# Ordered a sub FINALLY!



## graydodge14 (Jul 17, 2010)

Well after a long while of looking and reading, i finally ordered my sub. I went with the TCA 18.2 and from what i hear this thing is a monster. Ive never had a real sub for HT so im sure my jaw will drop at the first sound of it. 

I still have my 2 DIY subs that i need to get an amp for but until then ill be waiting for this thing to arrive. If anyone has any words or reviews on this thing let me know.


----------



## mdrake (Jan 31, 2008)

Congrats! I have never heard one in person but they do look like a nice subwoofer. 

Matt


----------



## bambino (Feb 21, 2010)

Nice, be sure to let us know what you think of it. Why didn't you ever get an amp for you DIY's?


----------



## graydodge14 (Jul 17, 2010)

Just havent had time to look really and i talked to TCA and the deal they were offering for their introductory pricing i couldnt pass up. I talked to them on the 30th of september and had to decide before the first for them to honor the price so i just pulled the trigger.


----------



## bambino (Feb 21, 2010)

If you still have some cash left over Crown has there XLS line on sale cheap that would be great for powering your DIY's.:T


----------



## graydodge14 (Jul 17, 2010)

Ill definately have to check them out. Which one would be good to go with.

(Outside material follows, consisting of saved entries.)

PR #13171, opened 2026-03-29
Central driver implementation

### LINKED ISSUE #12642: feat(backend): Reduce KFP Driver pod footprint
Driver Pod foot print is way too high. Let's use Argo Executor Plugin feature to reduce this down to one pod per pipeline. 

Proposal: https://github.com/kubeflow/pipelines/pull/12269
Implementation: https://github.com/kubeflow/pipelines/pull/12269

ntny:
**backup**: save [central-driver-poc](https://github.com/kubeflow/pipelines/pull/12269) branch before merge
This branch is a backup of [central-driver-poc ](https://github.com/kubeflow/pipelines/pull/12269) before merging master.
The merge caused too many conflicts for a clean rebase, so the diffs
were extracted into this backup branch to preserve all work safely.
All discussions and comments remain in the original [branch](https://github.com/kubeflow/pipelines/pull/12269).

POC for https://github.com/kubeflow/pipelines/pull/12023

Resolves: https://github.com/kubeflow/pipelines/issues/12642

feat(backend): introduce centralized driver via Argo executor plugin and eliminate per-component driver pods

Previously, each driver component was executed as a separate Kubernetes pod,
leading to significant overhead in pod scheduling, resource consumption,
and control plane load, especially for pipelines with many small components.

This change replaces the pod-per-driver model with a centralized driver invoked via an Argo Workflow executor plugin using a sidecar-based execution model.

A new driver service is introduced and exposed via an HTTP API, allowing Argo to delegate driver execution without spawning dedicated pods.

Key changes:
- Remove pod-per-driver execution model
- Introduce centralized driver implemented as an Argo executor plugin
- Add driver-plugin sidecar configuration via Kubernetes ConfigMaps
- Add new driver implementation (backend/src/driver) with HTTP API
- Add required Kubernetes manifests, including RBAC roles and bindings, for the plugin
- Integrate plugin configuration into all kustomize deployment variants
- Update CI, TLS handling, and debugging scripts to support plugin-based execution
- Improve logging with context-aware driver logger
- Persist driver logs to S3 and expose them in the UI

Benefits:
- Eliminates driver pod churn and reduces scheduling overhead
- Reduces pressure on Kubernetes control plane (API server, scheduler, etcd)
- Improves execution latency
- Enables more efficient and scalable pipeline execution
- Provides better observability: driver logs are now available in the UI and persistently stored in S3

This change introduces a new execution model for driver components and lays the groundwork for further optimizations in pipeline runtime.

**Checklist:**


manifests/kustomize/base/installs/multi-user/pipelines-profile-controller/pipelines-profile-controller-admin.yaml
```diff
@@ -0,0 +1,42 @@
...
+    verbs: ["create", "get", "list", "watch", "update", "delete"]
+  - apiGroups: ["rbac.authorization.k8s.io"]
+    resources: ["roles", "rolebindings"]
+    verbs: ["create", "get", "list", "watch", "update", "delete"]
+  - apiGroups: [ "" ]
+    resources: [ "configmaps" ]
+    verbs: [ "get", "list", "watch" ]
+  - apiGroups: [ "" ]
+    resources: [ "secrets" ]
+    verbs: [ "get", "list", "watch" ]
```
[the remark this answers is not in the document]
ntny: The profile-controller creates RBAC permissions to read Secrets in all namespaces for the ServiceAccount under which the executor plugin runs, and this is required for its operation.  
The driver uses S3 credentials from the artifact S3 Secret to upload driver logs.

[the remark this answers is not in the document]
droctothorpe: Does the secret used by the driver to upload logs have a consistent name? If so, can you add a `resourceNames` restriction like copilot suggests?

manifests/kustomize/base/installs/multi-user/pipelines-profile-controller/deployment.yaml
```diff
@@ -27,7 +28,14 @@ spec:
...
         image: docker.io/alpine/k8s:1.32.3
-        command: ["python", "/hooks/sync.py"]
+        command:
+          - sh
+          - -c
+          - |
+            python3 -m venv /tmp/venv && \
+            . /tmp/venv/bin/activate && \
+            pip install --no-cache-dir kubernetes boto3 && \
+            python /hooks/sync.py
```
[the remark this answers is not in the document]
droctothorpe: Hopefully addressed by https://github.com/ntny/pipelines/pull/2

manifests/kustomize/base/installs/multi-user/pipelines-profile-controller/sync.py
```diff
@@ -173,6 +175,81 @@ def upsert_lifecycle_policy(self, bucket_name, artifact_retention_days):
...
+                ),
+                rules=[
+                    client.V1PolicyRule(
+                        api_groups=[""],
+                        resources=resources,
+                        resource_names=resource_names,
+                        verbs=verbs
+                    )
+                ]
+            )
```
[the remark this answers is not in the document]
droctothorpe: Should be addressed by https://github.com/ntny/pipelines/pull/2.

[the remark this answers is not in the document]
ntny: upsert_executor_plugin_sa is declared as a method of the Controller class, which itself is nested inside server_factory.

So the nesting is:

server_factory -> Controller -> upsert_executor_plugin_sa

The sync method is declared at the same class level:

server_factory -> Controller -> sync

Because both sync and upsert_executor_plugin_sa are methods of the same Controller class, the call

self.upsert_executor_plugin_sa(namespace)

works correctly.

If upsert_executor_plugin_sa were actually nested inside another method, then self would indeed not have that attribute and we would get an AttributeError, but that is not the case here.

I suspect this may not be obvious from the diff view, especially since Controller itself is defined inside server_factory.

I also tested profile_controller locally, and all multi-user tests fail if this method does not execute, so the current implementation is definitely being called as expected.

manifests/kustomize/base/installs/multi-user/pipelines-profile-controller/pipelines-profile-controller-admin.yaml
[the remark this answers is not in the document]
ntny: done

manifests/kustomize/base/installs/multi-user/pipelines-profile-controller/sync.py
juliusvonkohout, line 1: Hello, I am really concerned about the sync.py changes. Why do you want to create new serviceaccounts? Pipelines usually run as default-editor in Kubeflow. Usually such roles should be aggregated to kubeflow-edit. Adding attidional service accounts i really want to avoid. That will probably conflict with the average multi-user Kubeflow and create technical debt.

juliusvonkohout (changes requested):
Hello, I am really concerned about the sync.py changes. Why do you want to create new serviceaccounts? Pipelines usually run as default-editor in Kubeflow. Usually such roles should be aggregated to kubeflow-edit. Adding attidional service accounts i really want to avoid. That will probably conflict with the average multi-user Kubeflow and create technical debt.

manifests/kustomize/base/installs/multi-user/pipelines-profile-controller/sync.py
ntny: Hello

That is a reasonable concern.

The additional service account is mandatory for the [Argo Workflow Executor Plugin](https://argo-workflows.readthedocs.io/en/latest/executor_plugins/).

The central driver implementation is based on the Argo Workflow Executor Plugin. For safety reasons, the executor plugin uses a separate service account with the [static name](https://github.com/argoproj/argo-workflows/blob/main/workflow/controller/agent.go#L284) that must be created specifically for the plugin, and it does not use the Argo Workflow service account.

Details are [here](https://github.com/kubeflow/pipelines/blob/master/proposals/separate-standalone-driver/plugin.md); please check prerequisite point 6.

It is compatible with the multi-user environment. I've checked it manually, and existed multi-user E2E tests cover this case.

test_data/kubernetes/seaweedfs/kubeflow-edit-clusterrole.yaml
juliusvonkohout, line 1: i saw this patch in multiple places. Can we consolidate ?

manifests/kustomize/base/installs/multi-user/pipelines-profile-controller/deployment.yaml
```diff
@@ -9,6 +9,7 @@ spec:
       labels:
         sidecar.istio.io/inject: "false"
     spec:
+      serviceAccountName: pipelines-profile-controller-admin
```
juliusvonkohout:
```suggestion

```
It does not work like this. Metacontroller is getting the results and works on it. Please do not do create any Kubernetes reources in sync.py.

manifests/kustomize/base/installs/multi-user/pipelines-profile-controller/pipelines-profile-controller-admin.yaml
juliusvonkohout, line 1: That looks very dangerous. Please only whitelist specific resource names and i am wondering why you are adding this file. You need to modify the metacontroller serviceaccount instead.

manifests/kustomize/base/installs/multi-user/pipelines-profile-controller/deployment.yaml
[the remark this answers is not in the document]
juliusvonkohout: The metacontroller and pipelines profile controller is different. PPC only provides a json to metacontroller and metacontroller handles the rest.

manifests/kustomize/base/installs/multi-user/pipelines-profile-controller/kustomization.yaml
```diff
@@ -5,6 +5,7 @@ resources:
 - service.yaml
 - deployment.yaml
 - decorator-controller.yaml
+- pipelines-profile-controller-admin.yaml
```
juliusvonkohout:
```suggestion
```

juliusvonkohout: Please do not add this file

juliusvonkohout: See https://github.com/kubeflow/pipelines/blob/master/manifests/kustomize/third-party/metacontroller/base/cluster-role.yaml

manifests/kustomize/base/installs/multi-user/pipelines-profile-controller/pipelines-profile-controller-admin.yaml
juliusvonkohout: see https://github.com/kubeflow/pipelines/blob/master/manifests/kustomize/third-party/metacontroller/base/cluster-role.yaml

manifests/kustomize/base/installs/multi-user/pipelines-profile-controller/deployment.yaml
juliusvonkohout: see see https://github.com/kubeflow/pipelines/blob/master/manifests/kustomize/third-party/metacontroller/base/cluster-role.yaml

manifests/kustomize/base/installs/multi-user/pipelines-profile-controller/deployment.yaml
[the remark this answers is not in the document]
juliusvonkohout: see see https://github.com/kubeflow/pipelines/blob/master/manifests/kustomize/third-party/metacontroller/base/cluster-role.yaml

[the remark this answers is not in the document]
juliusvonkohout: and https://github.com/kubeflow/pipelines/blob/master/manifests/kustomize/base/installs/multi-user/pipelines-profile-controller/decorator-controller.yaml

juliusvonkohout (changes requested):
I added a few comments. The PipelineProfileController+Metacontroller architecture is different than what you expect your code does not match it.

See https://github.com/kubeflow/pipelines/blob/master/manifests/kustomize/base/installs/multi-user/pipelines-profile-controller/decorator-controller.yaml and https://github.com/kubeflow/pipelines/blob/master/manifests/kustomize/third-party/metacontroller/base/cluster-role.yaml. The pipelines profile controller just provides the input for metacontroller.

You also patch the permissions for "workflowtasksets/status" in many files which adds a lot of code duplication.

The PSS restricted stuff looks good.

manifests/kustomize/base/installs/multi-user/pipelines-profile-controller/kustomization.yaml
ntny: Hi @juliusvonkohout , thanks for the clarification  this really helps me wrap the namespace reconciliation flow in my head.

I [updated](https://github.com/kubeflow/pipelines/pull/13171/commits/e3c655cc13934c14953864b0c9e4e9f2bb565637) the change accordingly:

- move the additional RBAC roles/grants to the metacontroller
- drop it from the profile controller
- remove direct Kubernetes resource creation from sync.py
- add the additional resources to watch in the decorator controller
- remove the redundant workflowtasksets/status patch, as it is not actually used
Thanks again for pointing me to the right place.

One follow-up question: I noticed that sync.py currently also updates the S3 bucket lifecycle policy via upsert_lifecycle_policy(), which creates/deletes state outside Kubernetes
I assume this is acceptable here since it creates state outside Kubernetes rather than Kubernetes resources, so I guess this is also somewhat of a workaround
In fact, this method was what initially led me to the idea of adding the resource creation logic here as well.

manifests/kustomize/base/installs/multi-user/pipelines-profile-controller/sync.py
```diff
@@ -173,6 +173,185 @@ def upsert_lifecycle_policy(self, bucket_name, artifact_retention_days):
                 else:
                     print(f"ERROR: Failed to configure lifecycle policy: {exception}")
 
+        def executor_plugin_resources(self, namespace):
+            # Argo Workflow Executor Plugin Necessary Resources
+            agent_sa_name = 'ml-pipeline-driver-agent-executor-plugin'
```
juliusvonkohout:
```suggestion
            agent_service_account_name = 'ml-pipeline-driver-agent-executor-plugin'
```

manifests/kustomize/base/installs/multi-user/pipelines-profile-controller/sync.py
```diff
@@ -173,6 +173,185 @@ def upsert_lifecycle_policy(self, bucket_name, artifact_retention_days):
...
+                        'labels': {
+                            'application-crd-id': 'kubeflow-pipelines'
+                        }
+                    },
+                    'secrets': [{
+                        'name': secret_name
+                    }]
+                },
+                {
+                    'apiVersion':
```
juliusvonkohout: Please create this as cluster role and bind via rolebinding. That is how we also do it for the Default-Editor etc. And prevent duplication.

manifests/kustomize/base/installs/multi-user/pipelines-profile-controller/sync.py
```diff
@@ -173,6 +173,185 @@ def upsert_lifecycle_policy(self, bucket_name, artifact_retention_days):
...
+                        'apiGroup': 'rbac.authorization.k8s.io',
+                    }
+                },
+                {
+                    'apiVersion':
+                        'rbac.authorization.k8s.io/v1',
+                    'kind':
+                        'Role',
+                    'metadata': {
+                        'name': 'ml-pipeline-driver-pods-reader',
```
juliusvonkohout: Please use a cluster role to avoid duplication

manifests/kustomize/base/installs/multi-user/pipelines-profile-controller/sync.py
```diff
@@ -173,6 +173,185 @@ def upsert_lifecycle_policy(self, bucket_name, artifact_retention_days):
...
+                    },
+                    'rules': [{
+                        'apiGroups': [''],
+                        'resources': ['pods'],
+                        'verbs': ['get', 'list', 'watch'],
+                    }]
+                },
+                {
+                    'apiVersion': 'rbac.authorization.k8s.io/v1',
+                    'kind': 'RoleBinding',
```
juliusvonkohout, line 278: Why do you need so many different rolebindings? One should be enough. Use an aggregated cluster role instead.

manifests/kustomize/base/installs/multi-user/pipelines-profile-controller/sync.py
```diff
@@ -173,6 +173,185 @@ def upsert_lifecycle_policy(self, bucket_name, artifact_retention_days):
...
+                        'apiGroups': [''],
+                        'resources': ['persistentvolumeclaims'],
+                        'verbs': ['create', 'get', 'list'],
+                    }]
+                },
+                {
+                    'apiVersion': 'rbac.authorization.k8s.io/v1',
+                    'kind': 'RoleBinding',
+                    'metadata': {
+                        'name': 'ml-pipeline-driver-pvc-editor-binding',
```
juliusvonkohout: /hold the PR, that is not well maintainable

juliusvonkohout:
/hold

For the changes in sync.py. the architecture does not look right and uses multiple rolebindings for a single service account and clutters the namespaces.

manifests/kustomize/base/installs/multi-user/pipelines-profile-controller/sync.py
```diff
@@ -173,6 +173,185 @@ def upsert_lifecycle_policy(self, bucket_name, artifact_retention_days):
...
+                        'namespace': namespace,
+                    }],
+                    'roleRef': {
+                        'kind': 'Role',
+                        'name': 'ml-pipeline-driver-pvc-editor',
+                        'apiGroup': 'rbac.authorization.k8s.io',
+                    }
+                },
+                {
+                    'apiVersion':
```
juliusvonkohout: Please use a single clusterrole

droctothorpe:
@juliusvonkohout thank you so much for the feedback! We're just waiting on a final lgtm from you and we will merge. It's hard to overstate the impact of this PR. The number of pods being halved has massive performance, scaling, and execution time implications.

juliusvonkohout:
> @juliusvonkohout thank you so much for the feedback! We're just waiting on a final lgtm from you and we will merge. It's hard to overstate the impact of this PR. The number of pods being halved has massive performance, scaling, and execution time implications.

Yes, I will try to have a call next week, because it's important to merge but we also must be careful regarding the added complexity and maintenance.

backend/src/driver/rpc_handler.go
```diff
@@ -0,0 +1,469 @@
...
+		CaCertPath:              args.CACertPath,
+	}
+
+	var driverErr error
+	switch args.Type {
+	case RootDag:
+		options.RuntimeConfig = runtimeConfig
+		execution, pipeline, driverErr = driver.RootDAG(ctx, options, client)
+		if driverErr != nil {
+			return nil, err
```
nsingla: **[CRITICAL]** Bug: `err` is nil at this point (all prior error checks passed), so this silently swallows RootDAG failures — the caller proceeds as if execution succeeded, leading to silent pipeline failures.

Fix: Change `return nil, err` to `return nil, driverErr`

backend/src/driver/rpc_handler.go
```diff
@@ -0,0 +1,469 @@
...
+			}
+		}
+	}()
+
+	log := util.GetLoggerFrom(ctx)
+
+	log.Infof("driver plugin arguments: %v", args)
+	// Support reading component spec from a file if value starts with @
+	// This bypasses exec() argument size limits for large workflows
+	if strings.HasPrefix(args.Component, "@") {
```
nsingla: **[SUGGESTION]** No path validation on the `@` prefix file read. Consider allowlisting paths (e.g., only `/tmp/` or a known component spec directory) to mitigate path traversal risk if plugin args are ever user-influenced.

Im kinda worried cause i hooked one sub up to my buddies amp thats in his truck just to see what it sounded like. It was a 800 watt amp that was bridged and it had sound but the sub took it like it was ntohing so there definately going to need some power.


----------



## bambino (Feb 21, 2010)

I'd look at the XLS 802 they are a bargain. They can still be had on Amazon for $299 and free shipping last i checked.:T


----------



## engtaz (Jul 9, 2010)

Congrats on the CS18.2. The reviews so far have been raving reviews.


----------



## graydodge14 (Jul 17, 2010)

Finally get it in and set-up and all i can say is WOW!!!


----------



## Moonfly (Aug 1, 2008)

Can you post any pics?


----------



## tcarcio (Jun 27, 2007)

Congrats on the new toy. Let's see those pics and tell us what you think as soon as you can. :T


----------



## graydodge14 (Jul 17, 2010)

hey sorry ive been busy with school, but ill try to get pictures. I just got my couch in for the room friday so im trying to move stuff around still but ill get some pictures.


----------



## usrsld (Feb 3, 2009)

I look forward to the pictures. There is not a ton of info on the TCA 18.2 on the web and I'd like to hear a first hand impression. Did you say you previously had no sub? If so, this has to be a MAJOR upgrade.


----------



## mdrake (Jan 31, 2008)

Congrats1! Can't wait to see the pics! :T

Matt


----------



## bambino (Feb 21, 2010)

Looking forward to your thoughts and seeing a pic of it.:T


----------



## graydodge14 (Jul 17, 2010)

Well i still havent got pictures as i cant find my cord to upload them but if i cant find one ill go buy one first thing tomorrow and have pictures then. My thoughts though....

The freight company called and told me when they could come so i was waiting. The sub showed up on a crate along with the external amp boxed seperately everything was packaged very nicely and even though this thing is huge i was able to move it by myself. I got everything unpackaged and saw no flaws so shipping was very good. The first thing i did was put it in my back right corner (my home theater is a spare bedroom) i put it at an angle so both subs fire towards the wall. 

I ran my sub cable to the back of the 808 ran speaker wire and hooked up the power cord, i set the gain to around 7 or 8 and turned on some music. I crossed my center channel and towers both at 80 HZ. First thing i did was run for the remote i had the receiver at -14 and i was literally running. I have some shadow boxes with glass holding some autographed jerseys and well they are now sitting on the ground due to the fact i was afraid they would fall of the wall. 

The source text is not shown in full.